Activity ::
Word for word, copy all of the entries.

Saved data entries ::
= Beginning of Section =

PR #483, opened 2015-04-01
[PSR-7] "integer" is not a valid scalar type

GrahamCampbell:
It has always been the case that integer and boolean are aliases of int and bool, despite people's resistance to this (blame java, whatever), but as of php 7.0, integer really isn't allowed. PHP's implementation of scalar type hinting only allows you to use `int`, not `integer`. I think we should respect this and comply with PHP's official scalar types.

// cc @ircmaxell

### DIFF
--- a/proposed/http-message.md
+++ b/proposed/http-message.md
@@ -930,7 +930,7 @@ interface ResponseInterface extends MessageInterface
      * The Status-Code is a 3-digit integer result code of the server's attempt
      * to understand and satisfy the request.
      *
-     * @return integer Status code.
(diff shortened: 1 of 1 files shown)


Tobion:
:+1:

nyamsprod:
:+1:

mtdowling:
:+1:

simensen:
@weierophinney Are you manually synchronizing the package yourself?

weierophinney:
@simensen - yes. Periodically updating the http - message repo and/or creating PR pairs.

PR #1240, opened 2022-08-17
Dockerize and Cache Bazel {Local, CI} Builds

sjain-stanford:
This PR adds:
- A minimal docker wrapper to the bazel GHA workflow to make it reproducible locally
 - Bazel cache to speed up GHA workflows (down to ~5 minutes from ~40+minutes)

This is a no-op for non-bazel workflows and an incremental improvement.

PR #1241, opened 2022-08-17
[Bazel] Check cache directory exists before changing owners

sjain-stanford:
This fixes a seeding issue with the [previous PR](https://github.com/llvm/torch-mlir/pull/1240) where bazel build's GHA cache is not present to begin with and one of the commands (chown) fails on it. Should get the Bazel build back to green.

### DIFF
--- a/.github/workflows/bazelBuildAndTest.yml
+++ b/.github/workflows/bazelBuildAndTest.yml
@@ -31,9 +31,15 @@ jobs:
         path: ~/.cache/bazel
         key: ubuntu_x86_64_torch_mlir_bazel_build_cache
 
+    # Change bazel cache directory to root ownership
+    # to allow writing to it from within the docker container.
+    # If no cache hits, this directory is not present
+    # so don't run chown (will error otherwise).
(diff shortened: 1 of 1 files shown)


silvasean (approved):

sjain-stanford:
Co-incidentally, there's another failure after the rebase to `develop` (after [this commit](https://github.com/llvm/torch-mlir/commit/57681f794764a34c34e2be7f07f7dfbcafa683c1)):
```
bazel-out/k8-fastbuild/bin/external/torch-mlir/_objs/TorchMLIRTorchPasses/Passes.pic.o:Passes.cpp:function (anonymous namespace)::registerLowerToBackendContractPass()::{lambda()#1}::operator()() const: error: undefined reference to 'mlir::torch::Torch::createLowerToBackendContractPass(int, bool)'
clang: error: linker command failed with exit code 1 (use -v to see invocation)
```

Let me land this now, and send a follow-on PR to include `"lib/Dialect/Torch/Transforms/LowerToBackendContract.cpp",` to the `TorchMLIRTorchPasses` target.

PR #1172, opened 2022-08-08
[MHLO] Add configurable op decomposition rules

Vremold:
See RFC #999 
We register some options in `TorchLoweringPipeline` and `DecomposeComplexOpsPass` to make the decomposition rules configurable.

Co-authored-by: Bairen Yi <yibairen.byron@bytedance.com>
Co-authored-by: Jiawei Wu <xremold@gmail.com>
Co-authored-by: Tianyou Guo <tianyou.gty@alibaba-inc.com>
Co-authored-by: Xu Yan <yancey.yx@alibaba-inc.com>
Co-authored-by: Ziheng Jiang <ziheng.jiang@bytedance.com>

PR #1242, opened 2022-08-17
Add a concept of "backend legal ops".

silvasean:
This is a first step towards formalizing the set of ops in our backend
contract. The goal is to eventually formalize `torch` dialect ops into 3
categories:
1. Legal in backend contract
2. Illegal in backend contract
3. Conditionally legal in backend contract

The "conditionally legal" set are the ops that we can optionally
decompose for backends.

This patch adds relevant pass options for this throughout the compiler,
in preparation for a new set of traits which will formalize this
classification.


silvasean:
@Vremold  This should provide the same functionality as https://github.com/llvm/torch-mlir/pull/1172 but it is more aligned with the direction we are going for the backend contract definition.

ZihengJiang (approved):
LGTM. Thanks @silvasean

Vremold (approved):
Great. Thanks!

= End of Section =

Solution for this task ::
PR #483, opened 2015-04-01
[PSR-7] "integer" is not a valid scalar type

GrahamCampbell:
It has always been the case that integer and boolean are aliases of int and bool, despite people's resistance to this (blame java, whatever), but as of php 7.0, integer really isn't allowed. PHP's implementation of scalar type hinting only allows you to use `int`, not `integer`. I think we should respect this and comply with PHP's official scalar types.

// cc @ircmaxell

### DIFF
--- a/proposed/http-message.md
+++ b/proposed/http-message.md
@@ -930,7 +930,7 @@ interface ResponseInterface extends MessageInterface
      * The Status-Code is a 3-digit integer result code of the server's attempt
      * to understand and satisfy the request.
      *
-     * @return integer Status code.
(diff shortened: 1 of 1 files shown)


Tobion:
:+1:

nyamsprod:
:+1:

mtdowling:
:+1:

simensen:
@weierophinney Are you manually synchronizing the package yourself?

weierophinney:
@simensen - yes. Periodically updating the http - message repo and/or creating PR pairs.

PR #1240, opened 2022-08-17
Dockerize and Cache Bazel {Local, CI} Builds

sjain-stanford:
This PR adds:
- A minimal docker wrapper to the bazel GHA workflow to make it reproducible locally
 - Bazel cache to speed up GHA workflows (down to ~5 minutes from ~40+minutes)

This is a no-op for non-bazel workflows and an incremental improvement.

PR #1241, opened 2022-08-17
[Bazel] Check cache directory exists before changing owners

sjain-stanford:
This fixes a seeding issue with the [previous PR](https://github.com/llvm/torch-mlir/pull/1240) where bazel build's GHA cache is not present to begin with and one of the commands (chown) fails on it. Should get the Bazel build back to green.

### DIFF
--- a/.github/workflows/bazelBuildAndTest.yml
+++ b/.github/workflows/bazelBuildAndTest.yml
@@ -31,9 +31,15 @@ jobs:
         path: ~/.cache/bazel
         key: ubuntu_x86_64_torch_mlir_bazel_build_cache
 
+    # Change bazel cache directory to root ownership
+    # to allow writing to it from within the docker container.
+    # If no cache hits, this directory is not present
+    # so don't run chown (will error otherwise).
(diff shortened: 1 of 1 files shown)


silvasean (approved):

sjain-stanford:
Co-incidentally, there's another failure after the rebase to `develop` (after [this commit](https://github.com/llvm/torch-mlir/commit/57681f794764a34c34e2be7f07f7dfbcafa683c1)):
```
bazel-out/k8-fastbuild/bin/external/torch-mlir/_objs/TorchMLIRTorchPasses/Passes.pic.o:Passes.cpp:function (anonymous namespace)::registerLowerToBackendContractPass()::{lambda()#1}::operator()() const: error: undefined reference to 'mlir::torch::Torch::createLowerToBackendContractPass(int, bool)'
clang: error: linker command failed with exit code 1 (use -v to see invocation)
```

Let me land this now, and send a follow-on PR to include `"lib/Dialect/Torch/Transforms/LowerToBackendContract.cpp",` to the `TorchMLIRTorchPasses` target.

PR #1172, opened 2022-08-08
[MHLO] Add configurable op decomposition rules

Vremold:
See RFC #999 
We register some options in `TorchLoweringPipeline` and `DecomposeComplexOpsPass` to make the decomposition rules configurable.

Co-authored-by: Bairen Yi <yibairen.byron@bytedance.com>
Co-authored-by: Jiawei Wu <xremold@gmail.com>
Co-authored-by: Tianyou Guo <tianyou.gty@alibaba-inc.com>
Co-authored-by: Xu Yan <yancey.yx@alibaba-inc.com>
Co-authored-by: Ziheng Jiang <ziheng.jiang@bytedance.com>

PR #1242, opened 2022-08-17
Add a concept of "backend legal ops".

silvasean:
This is a first step towards formalizing the set of ops in our backend
contract. The goal is to eventually formalize `torch` dialect ops into 3
categories:
1. Legal in backend contract
2. Illegal in backend contract
3. Conditionally legal in backend contract

The "conditionally legal" set are the ops that we can optionally
decompose for backends.

This patch adds relevant pass options for this throughout the compiler,
in preparation for a new set of traits which will formalize this
classification.


silvasean:
@Vremold  This should provide the same functionality as https://github.com/llvm/torch-mlir/pull/1172 but it is more aligned with the direction we are going for the backend contract definition.

ZihengJiang (approved):
LGTM. Thanks @silvasean

Vremold (approved):
Great. Thanks!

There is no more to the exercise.